Records below:

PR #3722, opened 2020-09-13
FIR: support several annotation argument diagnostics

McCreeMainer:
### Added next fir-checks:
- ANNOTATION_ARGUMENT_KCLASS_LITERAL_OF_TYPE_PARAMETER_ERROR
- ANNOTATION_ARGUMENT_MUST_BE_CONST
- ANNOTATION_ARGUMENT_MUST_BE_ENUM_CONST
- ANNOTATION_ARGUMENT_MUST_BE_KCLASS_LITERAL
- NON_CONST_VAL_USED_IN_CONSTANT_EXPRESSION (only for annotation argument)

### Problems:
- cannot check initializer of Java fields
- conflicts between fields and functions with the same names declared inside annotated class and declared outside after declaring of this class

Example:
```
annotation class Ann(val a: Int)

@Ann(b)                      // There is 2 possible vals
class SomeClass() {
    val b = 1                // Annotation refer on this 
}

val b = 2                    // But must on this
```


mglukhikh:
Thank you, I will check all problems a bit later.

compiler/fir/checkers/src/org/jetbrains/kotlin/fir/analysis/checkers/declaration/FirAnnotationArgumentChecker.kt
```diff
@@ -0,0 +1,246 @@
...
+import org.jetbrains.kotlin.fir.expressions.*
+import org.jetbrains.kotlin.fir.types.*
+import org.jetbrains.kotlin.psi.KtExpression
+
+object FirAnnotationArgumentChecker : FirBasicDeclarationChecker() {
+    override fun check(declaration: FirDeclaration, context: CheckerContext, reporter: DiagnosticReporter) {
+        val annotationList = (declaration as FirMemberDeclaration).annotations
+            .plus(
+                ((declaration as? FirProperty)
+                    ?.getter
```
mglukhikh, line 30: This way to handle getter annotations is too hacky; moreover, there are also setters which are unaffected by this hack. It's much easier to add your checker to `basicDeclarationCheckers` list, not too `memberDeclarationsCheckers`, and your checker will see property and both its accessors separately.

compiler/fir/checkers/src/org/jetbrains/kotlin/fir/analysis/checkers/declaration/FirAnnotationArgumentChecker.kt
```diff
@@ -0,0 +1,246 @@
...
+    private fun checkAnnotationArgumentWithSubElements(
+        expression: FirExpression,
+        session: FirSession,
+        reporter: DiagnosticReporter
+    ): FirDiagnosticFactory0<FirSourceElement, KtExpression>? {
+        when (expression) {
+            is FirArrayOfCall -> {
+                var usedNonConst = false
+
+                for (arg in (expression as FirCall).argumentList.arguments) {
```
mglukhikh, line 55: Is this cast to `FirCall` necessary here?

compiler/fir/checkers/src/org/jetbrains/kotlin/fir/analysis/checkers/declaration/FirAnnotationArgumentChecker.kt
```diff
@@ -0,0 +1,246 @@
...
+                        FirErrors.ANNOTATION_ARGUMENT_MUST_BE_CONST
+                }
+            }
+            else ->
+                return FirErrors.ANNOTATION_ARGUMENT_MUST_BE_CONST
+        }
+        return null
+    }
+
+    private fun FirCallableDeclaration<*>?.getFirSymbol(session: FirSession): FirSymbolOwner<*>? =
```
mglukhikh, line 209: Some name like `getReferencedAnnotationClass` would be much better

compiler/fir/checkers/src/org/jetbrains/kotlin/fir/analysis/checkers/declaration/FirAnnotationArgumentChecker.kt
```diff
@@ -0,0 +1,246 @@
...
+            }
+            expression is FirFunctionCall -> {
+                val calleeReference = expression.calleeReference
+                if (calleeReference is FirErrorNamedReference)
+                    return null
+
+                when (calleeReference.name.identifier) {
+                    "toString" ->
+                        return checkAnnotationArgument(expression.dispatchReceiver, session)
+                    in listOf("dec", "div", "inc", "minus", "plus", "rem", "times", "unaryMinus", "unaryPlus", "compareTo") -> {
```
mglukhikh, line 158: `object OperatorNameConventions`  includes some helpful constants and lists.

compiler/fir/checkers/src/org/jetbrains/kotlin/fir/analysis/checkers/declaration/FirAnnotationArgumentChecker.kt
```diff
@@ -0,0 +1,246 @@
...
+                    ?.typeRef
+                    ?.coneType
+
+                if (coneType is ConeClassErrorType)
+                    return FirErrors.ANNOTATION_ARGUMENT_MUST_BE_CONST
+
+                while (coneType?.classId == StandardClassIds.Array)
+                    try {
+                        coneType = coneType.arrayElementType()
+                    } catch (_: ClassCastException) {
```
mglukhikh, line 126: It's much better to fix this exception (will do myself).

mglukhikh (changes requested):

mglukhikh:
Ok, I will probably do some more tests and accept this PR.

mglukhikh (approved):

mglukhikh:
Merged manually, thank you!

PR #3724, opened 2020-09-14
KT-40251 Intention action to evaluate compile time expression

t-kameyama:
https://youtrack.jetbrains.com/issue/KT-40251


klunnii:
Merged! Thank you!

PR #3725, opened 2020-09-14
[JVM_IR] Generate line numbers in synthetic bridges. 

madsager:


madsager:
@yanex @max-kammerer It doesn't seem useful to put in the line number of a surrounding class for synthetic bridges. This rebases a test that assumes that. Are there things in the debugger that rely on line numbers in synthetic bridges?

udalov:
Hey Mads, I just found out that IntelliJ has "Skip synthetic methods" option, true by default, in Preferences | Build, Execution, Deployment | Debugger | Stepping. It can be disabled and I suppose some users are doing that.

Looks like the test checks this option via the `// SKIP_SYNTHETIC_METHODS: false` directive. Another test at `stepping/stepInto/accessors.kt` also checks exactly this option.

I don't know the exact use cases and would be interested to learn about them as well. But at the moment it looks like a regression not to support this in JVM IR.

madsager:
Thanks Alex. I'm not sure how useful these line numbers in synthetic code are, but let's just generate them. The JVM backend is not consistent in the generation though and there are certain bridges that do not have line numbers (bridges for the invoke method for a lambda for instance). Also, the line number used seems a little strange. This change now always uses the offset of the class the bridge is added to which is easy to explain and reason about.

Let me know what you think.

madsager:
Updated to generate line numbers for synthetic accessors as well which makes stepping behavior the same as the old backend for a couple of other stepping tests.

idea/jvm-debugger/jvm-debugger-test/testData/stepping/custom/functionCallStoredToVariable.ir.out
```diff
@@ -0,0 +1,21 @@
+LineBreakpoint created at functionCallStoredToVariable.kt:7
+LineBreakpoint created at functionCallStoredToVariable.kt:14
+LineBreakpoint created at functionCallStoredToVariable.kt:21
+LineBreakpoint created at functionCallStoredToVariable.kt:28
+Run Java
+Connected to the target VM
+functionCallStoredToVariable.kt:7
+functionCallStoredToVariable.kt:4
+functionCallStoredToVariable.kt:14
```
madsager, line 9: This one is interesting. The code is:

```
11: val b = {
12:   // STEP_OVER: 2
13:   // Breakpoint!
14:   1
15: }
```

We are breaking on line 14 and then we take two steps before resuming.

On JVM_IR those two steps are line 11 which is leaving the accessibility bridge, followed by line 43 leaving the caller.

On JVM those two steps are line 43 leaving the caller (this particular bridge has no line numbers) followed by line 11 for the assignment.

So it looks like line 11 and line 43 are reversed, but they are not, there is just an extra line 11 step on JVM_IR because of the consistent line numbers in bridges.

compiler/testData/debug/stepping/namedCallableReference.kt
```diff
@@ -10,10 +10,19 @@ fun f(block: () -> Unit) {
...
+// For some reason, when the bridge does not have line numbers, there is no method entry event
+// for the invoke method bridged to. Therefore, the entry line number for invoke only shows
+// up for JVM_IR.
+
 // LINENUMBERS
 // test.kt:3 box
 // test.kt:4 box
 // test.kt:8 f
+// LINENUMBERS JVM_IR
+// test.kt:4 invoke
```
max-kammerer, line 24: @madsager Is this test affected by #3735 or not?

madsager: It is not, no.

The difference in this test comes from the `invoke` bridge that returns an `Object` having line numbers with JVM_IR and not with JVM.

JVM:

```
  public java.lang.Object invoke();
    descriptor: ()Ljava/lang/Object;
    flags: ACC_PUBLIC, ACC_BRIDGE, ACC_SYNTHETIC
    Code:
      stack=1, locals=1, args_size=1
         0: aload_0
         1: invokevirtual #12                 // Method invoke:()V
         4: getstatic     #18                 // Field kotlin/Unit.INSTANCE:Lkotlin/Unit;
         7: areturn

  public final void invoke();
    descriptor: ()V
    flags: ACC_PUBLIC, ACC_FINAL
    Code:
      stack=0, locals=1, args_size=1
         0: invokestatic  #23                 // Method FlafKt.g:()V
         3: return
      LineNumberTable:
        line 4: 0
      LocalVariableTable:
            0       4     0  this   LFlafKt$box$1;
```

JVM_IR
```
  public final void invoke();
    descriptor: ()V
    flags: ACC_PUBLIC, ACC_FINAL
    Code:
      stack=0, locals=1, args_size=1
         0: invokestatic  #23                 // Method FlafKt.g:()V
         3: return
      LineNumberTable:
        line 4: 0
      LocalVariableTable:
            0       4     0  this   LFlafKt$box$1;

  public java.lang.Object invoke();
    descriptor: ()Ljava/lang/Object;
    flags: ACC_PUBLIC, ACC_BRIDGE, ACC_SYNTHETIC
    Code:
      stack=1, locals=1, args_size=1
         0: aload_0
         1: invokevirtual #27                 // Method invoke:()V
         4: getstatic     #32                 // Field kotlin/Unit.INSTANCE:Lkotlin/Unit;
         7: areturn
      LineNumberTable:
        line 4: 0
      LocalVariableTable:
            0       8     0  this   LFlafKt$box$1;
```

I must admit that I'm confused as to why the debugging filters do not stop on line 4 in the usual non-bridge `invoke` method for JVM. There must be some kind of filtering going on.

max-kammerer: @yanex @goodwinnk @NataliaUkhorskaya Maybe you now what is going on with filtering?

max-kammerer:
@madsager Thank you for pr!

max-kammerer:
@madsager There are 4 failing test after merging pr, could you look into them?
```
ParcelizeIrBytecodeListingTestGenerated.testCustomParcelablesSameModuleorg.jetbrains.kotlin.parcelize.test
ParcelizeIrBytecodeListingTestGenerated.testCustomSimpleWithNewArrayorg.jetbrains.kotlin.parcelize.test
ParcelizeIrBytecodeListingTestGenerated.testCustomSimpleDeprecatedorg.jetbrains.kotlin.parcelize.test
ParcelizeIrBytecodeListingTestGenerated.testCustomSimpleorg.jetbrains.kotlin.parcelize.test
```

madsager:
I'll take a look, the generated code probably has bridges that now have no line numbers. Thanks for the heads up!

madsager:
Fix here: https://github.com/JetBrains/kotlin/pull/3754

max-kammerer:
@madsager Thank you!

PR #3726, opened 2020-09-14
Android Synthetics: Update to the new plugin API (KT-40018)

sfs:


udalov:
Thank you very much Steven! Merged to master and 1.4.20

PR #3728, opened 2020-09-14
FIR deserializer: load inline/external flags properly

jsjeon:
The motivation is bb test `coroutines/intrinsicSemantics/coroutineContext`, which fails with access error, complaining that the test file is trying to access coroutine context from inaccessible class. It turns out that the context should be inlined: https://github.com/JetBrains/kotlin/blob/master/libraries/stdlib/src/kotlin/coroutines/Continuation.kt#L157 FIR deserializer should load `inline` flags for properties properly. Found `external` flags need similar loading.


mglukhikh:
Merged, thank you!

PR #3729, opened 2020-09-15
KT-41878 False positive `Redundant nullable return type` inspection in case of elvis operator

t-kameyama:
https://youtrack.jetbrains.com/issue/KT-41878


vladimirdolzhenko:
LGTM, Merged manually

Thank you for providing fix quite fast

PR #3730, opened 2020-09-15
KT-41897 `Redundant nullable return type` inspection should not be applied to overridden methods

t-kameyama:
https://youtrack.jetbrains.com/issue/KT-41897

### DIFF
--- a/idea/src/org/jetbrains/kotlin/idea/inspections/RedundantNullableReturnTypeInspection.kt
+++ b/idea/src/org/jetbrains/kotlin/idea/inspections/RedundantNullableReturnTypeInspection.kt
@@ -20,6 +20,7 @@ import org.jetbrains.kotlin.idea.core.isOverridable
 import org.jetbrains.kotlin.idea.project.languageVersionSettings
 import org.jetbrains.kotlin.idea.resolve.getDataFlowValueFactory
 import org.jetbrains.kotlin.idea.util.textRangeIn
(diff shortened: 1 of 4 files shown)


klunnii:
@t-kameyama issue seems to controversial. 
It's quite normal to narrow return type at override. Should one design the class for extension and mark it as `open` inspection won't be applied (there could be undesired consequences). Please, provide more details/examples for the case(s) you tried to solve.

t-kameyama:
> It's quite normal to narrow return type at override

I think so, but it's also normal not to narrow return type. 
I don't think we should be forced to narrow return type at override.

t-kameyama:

End of Records.

* [Task objective] Go through the entries and return each line where the word "probably" occurs.

* [Solution]
Ok, I will probably do some more tests and accept this PR.
I'll take a look, the generated code probably has bridges that now have no line numbers. Thanks for the heads up!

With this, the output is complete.